Added:
You advise 3W load on a 50 W transformer.
I suggested 85-90% efficiency.
Transformer will draw magnetising current when unloaded. This will incur copper losses but will not be the full loaded current.
10W additional = 80% of rated power which sounds much too high.
You have still declined to tell us HOW you are measuring power - you say it jumps by 50 Watts. Measured how & with what. The only certain measure would be a power factor correct Watt meter. ie the house meter would qualify - a plug in watt meter quite possibly wouldn't.
More information is needed.
You mention "halogen mal transformers" - are they 50 Hz iron core transformers or smps (switch mode power supply) converters?
You imply that the LEDs operate from 12V and
imply that they may usually run on DC.
You suggest that they run OK on the 12 VAC from the "transformers" which may be
50 Hz AC or
10's to 100's of KHz AC?
You say "it would appear that you are using 15W/LED lap but knowing how you measure this in as much detail as possible could be useful.
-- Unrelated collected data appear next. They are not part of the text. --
PR #11, opened 2017-05-02
Packaging for SCMU

gbiellem:
Related to https://github.com/Particular/LaunchWave.DevOpsAdvancedMonitoring/issues/51

- [x] Package up v6 transports and service for SCMU (zip)
- [x] Add app.config settings for transport choice and connection string
- [x] Add app.config settings for endpoint name
- [x] Add app.config settings and logic for log path
- [x] Add command line options to run installers and exit
- [x] Disable installers being enabled by default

Or not :-).
You imply that it is not just the VAC x IAC product as yoyt say that in the output VAC x IAC = 15W but compensating for RMS gives 5W. This raises the question as to what it is you measure and how to get the 15W and how you RMS convert to get 5W. (The factor of 3 does not untuitively drop out of any conversion that comes to mind).
SO if you can fill in all the bgaps, and add a diagram if your word picrure would benefit from it, it may help.
Iron core power supplies may be in the 85% - 90% efficiency range but better is conceivable, and any fool can get less than that, and some do. (A 60Hz designed transformer run at 50 Hz can get nice and toasty. Ask me how I know :-).)
An electronic "transformer" can get just about any efficiency at all. 95%+ is doable and 65% would not be a surprise in some few cases. 80%-90% should be hoped for if not always expected.
Running LED lamps that are "designed" [tm] for DC use on AC may cause problems. At 50 Hz flicker may be an issue. IF the lamps have intelligent and/or active internal regulation to a lower DC voltage or to constant current then conceivably the need to provide a pulse of power input twice per cycle (or quite possible once per cycle if they are polarity dependant ) may cause massive converter overload and may even cause core saturation problems upstream in the 230:12 VAC supply. For extra points they may have placed a reverse diode across the supply input for "protection" and this may be causing a massive current peak every unused reverse half cycle.
SO too many guesses needed, not enough data.
A much fuller description should help.
IF you take the 12 VAC, feed through a full wave bridge and then add a LARGE electrolytic cap so there is well under 1 Volt ripple on the DC, and drive the lamp from that, what power does it draw?
Any web links for transformers, LED lamps, ...?
Yes, a transformer will worth the opposite when connected backwards.
You have a roughly 16:1 transformer - for every 16 volts you put in you get 1 volt out.
In a perfect world, for every 1 volt you then put in the secondary you'd get 16 volts out of the primary. So 5V p-p would ideally give 80v p-p out.
However, it's not quite that simple.
Transformers are designed to work most efficiently at certain frequencies. To get the most out of your transformer you should run at 50Hz, not 100kHz.
Also you ask if it will be a square wave out. No, it won't. It'll be a wave at the same frequency as the input, but it will be far from square. It would look more like this:
You get big peaks at each edge as the magnetic flux changes, but while it's stationary (during the flat bits of the square wave) the induced current in the transformer quickly decays. To get a faithful representation of your input waveform you would have to limit yourself to a constantly changing wave, like a sine wave, or triangle tooth wave. A saw tooth wave would work, but the rapid flux change at the vertical edges of the teeth would probably get a bit spiky.
Best Answer
A transformer will work in either direction. In each case, the open circuit voltage out the secondary will the that put into the primary times the number of secondary turns divided by the number of primary turns. The only difference is the two windings flip primary and secondary roles when you use the transformer in opposite directions.
You need to look carefully at the impedance the transformer primary presents to the driving circuit, regardles of which direction the transformer is used in. Without load on the secondary, the primary will look just like a inductor. As the secondary is loaded, the primary will look lower impedance. For a ideal transformer, the impedance on the secondary will be reflected on the primary divided by the square of the turns ratio. For example, if the primary has 100 turns and the secondary 200, the turns ratio is 2:1. The open circuit voltage will be multiplied by the turns ratio (it will be 2x of the primary at the secondary), and the impedance tied to the secondary will appear as 1/4 that on the primary.
As long as your source can drive whatever winding you choose as the primary and it does not overload the transformer, it will basically work. Of course there will be losses, but getting into that gets a lot more complicated.